Although yesterday’s morning held the promise of spring, today’s held the promise of floods, and lots of them. There has been a steady drizzle falling all day, giving the already chilled air a miserable feeling. No hint of spring in the air today, oh no. The perfect thing to do would have been to stay in bed and sleep the nasty weather away. I forged ahead though and went to the one place in the Midwest that I knew would make the sun shine in my heart.
Hobby Lobby. I tell you, I am going to miss that store when I move back to Maryland. Just the act of walking into Hobby Lobby puts a bounce in my step and a song in my heart. I don’t have to buy anything, although I frequently do. Walking through the aisles looking at the brightly colored items would be enough to perk anyone up.
I did manage to find a few items that had to make their way into my cart. A couple for me, a couple for my daughter and even one for my grandpug, Booger.
Click on image to see my neighbors flooded yardI really needed a perk today, not only because of the weather, but also because the weather has flooded my neighbor’s yards.
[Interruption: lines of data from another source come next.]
PR #2600, opened 2026-04-30
fix: Transformation notification response class

doctrino:
## Description

`transfomrationExternalId` is not required in the response:
image

Seems like the test that should have caught this was take out by an inexperienced developer 😝: https://github.com/cognitedata/cognite-sdk-python/pull/888. I am guessing that the service was instable, and the transformation team did not follow up. 

## Checklist:
- [x] Tests added/updated.


cognite/client/data_classes/transformations/notifications.py
```diff
@@ -79,6 +79,7 @@ def as_write(self) -> TransformationNotificationWrite:
         return TransformationNotificationWrite(
             destination=self.destination,
             transformation_id=self.transformation_id,
+            transformation_external_id=self.transformation_external_id,
```
doctrino:
```suggestion
```

haakonvt (approved):
🦄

No one is going to want to buy my house when they see the neighbors yards flooded. They will think we are in a flood zone. Good old Indiana’s monsoon season. Damn it!
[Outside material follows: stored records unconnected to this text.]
PR #2606, opened 2026-05-06
fix(workflows): route unlisted tasks through unknown parameter/output types

JustAnotherNormalDev:
Problem

Listing workflow versions and loading executions could fail when the API returns task types that are not first-class in the SDK (for example new or beta task kinds in responses).

Solution

Route unlisted task types through UnknownWorkflowTaskParameters and UnknownWorkflowTaskOutput so the wire JSON is preserved and load no longer throws. Keep known task types on their existing dedicated classes.

UnknownWorkflowTaskParameters is constructed from the task type / taskType plus the parameters / input blob (not the full task envelope), so WorkflowTask.dump() stays aligned with the API shape.

For generic CogniteResource JSON/YAML round-trips, dump() must always yield a top-level dict. When _parameters is not a dict (for example a string from the fake resource generator in unit tests), dump() wraps the value in a single-key dict using _OPAQUE_WRAPPER_KEY ("__cogniteSdkUnknownWorkflowTaskParametersOpaque__"). That satisfies CogniteResource.load → load_resource_to_dict, which only accepts parsed JSON/YAML that resolves to a dict. _load detects that exact one-key shape and unwraps the inner value so the in-memory payload matches what was stored before serialization. Normal API dict payloads are returned unchanged and never use this wrapper.

Files

cognite/client/data_classes/workflows.py — unknown task parameters/output handling, load_parameters wiring, _OPAQUE_WRAPPER_KEY wrap/unwrap for non-dict unknown parameter bodies.
cognite/client/data_classes/__init__.py — export surface for updated workflow types.
tests/tests_unit/test_data_classes/test_workflows.py — coverage for unknown task serialization and related behavior.
tests/tests_unit/test_base.py — UnknownWorkflowTaskParameters included in generic CogniteResource round-trip tests where applicable.
cognite/client/_cognite_client.py — generated/synced client updates.
cognite/client/_sync_cognite_client.py — generated/synced sync client updates.
scripts/sync_client_codegen/sync_client_template.txt — codegen template updates matching generated client changes.


cognite/client/data_classes/workflows.py
```diff
@@ -257,6 +267,63 @@ def dump(self, camel_case: bool = True) -> dict[str, Any]:
...
+        type_ = resource.get("type", resource.get("taskType"))
+        inner = resource.get("parameters", resource.get("input")) or {}
+        return cls(type_ if isinstance(type_, str) else "unknown", inner)
+
+    @property
+    def task_type(self) -> str:  # type: ignore[override]
+        return self.dynamic_task_type
+
+    def dump(self, camel_case: bool = True) -> dict[str, Any]:
+        return convert_all_keys_recursive(self._parameters, camel_case=camel_case)
```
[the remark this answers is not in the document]
JustAnotherNormalDev: taken care

cognite/client/data_classes/workflows.py
```diff
@@ -664,6 +733,42 @@ def dump(self, camel_case: bool = True) -> dict[str, Any]:
...
+    def __init__(self, output: dict[str, Any]) -> None:
+        self._output = output
+
+    @classmethod
+    def load(cls, data: dict[str, Any]) -> Self:
+        raw = data.get("output")
+        return cls(raw if isinstance(raw, dict) else {})
+
+    def dump(self, camel_case: bool = True) -> dict[str, Any]:
+        return convert_all_keys_recursive(self._output, camel_case=camel_case)
```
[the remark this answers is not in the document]
JustAnotherNormalDev: taken care

cognite/client/data_classes/workflows.py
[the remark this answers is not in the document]
JustAnotherNormalDev: there is a validation. this is not relevant

cognite/client/data_classes/workflows.py
```diff
@@ -257,6 +267,66 @@ def dump(self, camel_case: bool = True) -> dict[str, Any]:
         return output
 
 
+class FunctionAppTaskParameters(WorkflowTaskParameters):
+    task_type = "functionApp"
+
+    def __init__(
```
VerstraeteBert: Not the correct definition for the FunctionApp task, missing a few fields from the api spec. 

After verifying with @jonasblanc, they are only in private beta. We should probably not support this just yet, let's only keep the Unknown parameters for now.

VerstraeteBert (changes requested):

cognite/client/data_classes/workflows.py
JustAnotherNormalDev: I removed the function app now

VerstraeteBert (dismissed):
LGTM

cognite/client/data_classes/workflows.py
```diff
@@ -179,7 +187,7 @@ def load_parameters(cls, data: dict) -> WorkflowTaskParameters:
         elif type_ == "simulation":
             return SimulationTaskParameters._load(parameters)
         else:
-            raise ValueError(f"Unknown task type: {type_}. Expected {ValidTaskType}")
+            return UnknownWorkflowTaskParameters(type_ if isinstance(type_, str) else "unknown", parameters)
```
haakonvt: Please make it work so that we delegate all the loading logic to the unknown class:
```suggestion
            return UnknownWorkflowTaskParameters._load(parameters)
```

cognite/client/data_classes/workflows.py
```diff
@@ -257,6 +265,28 @@ def dump(self, camel_case: bool = True) -> dict[str, Any]:
...
+        return cls(type_ if isinstance(type_, str) else "unknown", inner)
+
+    @property
+    def task_type(self) -> str:  # type: ignore[override]
+        return self.dynamic_task_type
+
+    def dump(self, camel_case: bool = True) -> dict[str, Any]:
+        return convert_all_keys_recursive(
+            self._parameters if isinstance(self._parameters, dict) else {},
+            camel_case=camel_case,
```
haakonvt: We have had incidents in the past due to usage of `convert_all_keys_recursive`, please don't use it. Dump will for the purposes of calling the API never use camel_case=False, so feel free to silently ignore that - possibly with a warning

cognite/client/data_classes/workflows.py
```diff
@@ -664,6 +694,28 @@ def dump(self, camel_case: bool = True) -> dict[str, Any]:
...
+        self._output = output
+
+    @classmethod
+    def load(cls, data: dict[str, Any]) -> Self:
+        task_type = data.get("taskType", "unknown")
+        output = data.get("output")
+        return cls(task_type, output if isinstance(output, dict) else {})
+
+    @property
+    def task_type(self) -> str:  # type: ignore[override]
```
haakonvt: This should pretend to return a `ValidTaskType`

cognite/client/data_classes/workflows.py
```diff
@@ -828,8 +880,8 @@ def __init__(
         self.reason_for_incompletion = reason_for_incompletion
 
     @property
-    def task_type(self) -> ValidTaskType:
-        return self.input.task_type
+    def task_type(self) -> str:
+        return cast(str, self.input.task_type)
```
haakonvt: I think you should revert this

haakonvt (changes requested):
A few comments, otherwise looks good!

cognite/client/data_classes/workflows.py
JustAnotherNormalDev: taken care

cognite/client/data_classes/workflows.py
JustAnotherNormalDev: added a warning and ignored it.

cognite/client/data_classes/workflows.py
JustAnotherNormalDev: reverted

cognite/client/data_classes/workflows.py
JustAnotherNormalDev: Let me know if this works

cognite/client/data_classes/workflows.py
```diff
@@ -562,8 +598,8 @@ def __init__(
         self.depends_on = depends_on
 
     @property
-    def type(self) -> ValidTaskType:
-        return self.parameters.task_type
+    def type(self) -> str:
+        return cast(str, self.parameters.task_type)
```
haakonvt: Did you forget this one?

JustAnotherNormalDev: my bad. missed it.

VerstraeteBert (dismissed):

VerstraeteBert (dismissed):

cognite/client/data_classes/workflows.py
```diff
@@ -257,6 +267,32 @@ def dump(self, camel_case: bool = True) -> dict[str, Any]:
...
+        return cast(ValidTaskType, self.dynamic_task_type)
+
+    def dump(self, camel_case: bool = True) -> dict[str, Any]:
+        if not camel_case:
+            warnings.warn(
+                "camel_case=False is ignored for UnknownWorkflowTaskParameters.dump(); API payloads use camelCase keys.",
+                UserWarning,
+                stacklevel=2,
+            )
+        params = self._parameters if isinstance(self._parameters, dict) else {}
```
haakonvt: You ignore parameters if it is not a dict. That means your init should say dict rather than Any?

cognite/client/data_classes/workflows.py
```diff
@@ -664,6 +700,32 @@ def dump(self, camel_case: bool = True) -> dict[str, Any]:
...
+        return cast(ValidTaskType, self.dynamic_task_type)
+
+    def dump(self, camel_case: bool = True) -> dict[str, Any]:
+        if not camel_case:
+            warnings.warn(
+                "camel_case=False is ignored for UnknownWorkflowTaskOutput.dump(); API payloads use camelCase keys.",
+                UserWarning,
+                stacklevel=2,
+            )
+        out = self._output if isinstance(self._output, dict) else {}
```
haakonvt: Same question here

haakonvt: I also dont think we should have any kind of such logic? The payload is unkown, so we should return what we got instantiated with

cognite/client/data_classes/workflows.py
JustAnotherNormalDev: agree. Its dict now. dict[str, Any]:

cognite/client/data_classes/workflows.py
JustAnotherNormalDev: i changed it to dict. But do you mean , remove the warn message as well?

haakonvt: No the warning is great! I mean, if self._output is not dict we ignore it in the output. I don't think we should

haakonvt: Reason: The unknown class should just accept what gets passed to it - maybe in the future you want this to be a list or whatever, then this would break

tests/tests_unit/test_base.py
haakonvt, line 1: If you are exempting your data classes from automatic testing, you need to add a better explanation please

JustAnotherNormalDev: please ignore this one. i reverted it back. Pushed it by mistake . I had added it for testing.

This afternoon, when I went to the mailbox to gather the mail, I saw a young dude in an expensive silver sports car sitting in front of the faith healers house, looking over at my house. He drove over to me and asked me how much we were asking for the house. I told him, he thanked me and drove away. I have a couple of problems with this interaction. First of all, why is he looking at a house that costs less than his car? Secondly, why didn’t he get his lazy butt out of his car and grab a flyer from the box in front of him, which has the price emblazed on the front. I wonder if he was a real estate investor looking for a cheap house to rent out or something. Must not have been too impressed though because I haven’t gotten a call for a showing yet.
Late this afternoon I went to a local coffee shop to drink no foam lattes, read gossip magazines and people watch. I wish I had taken my digital camera with me. I saw a
woman …
man … person that looked very out of place. This
woman …
man person was carrying a woman’s purse. It wasn’t a “man purse” either. Everyone was staring because, quite frankly, the
woman …
man … person looked freaky as hell. I would swear it was a man, as he had a severe case of hair loss. The few hairs he had in the back were long and hung down to his shoulders. I’m getting a case of queasy stomach thinking about it, so maybe I’d better change the subject. Or go vomit. Or maybe both.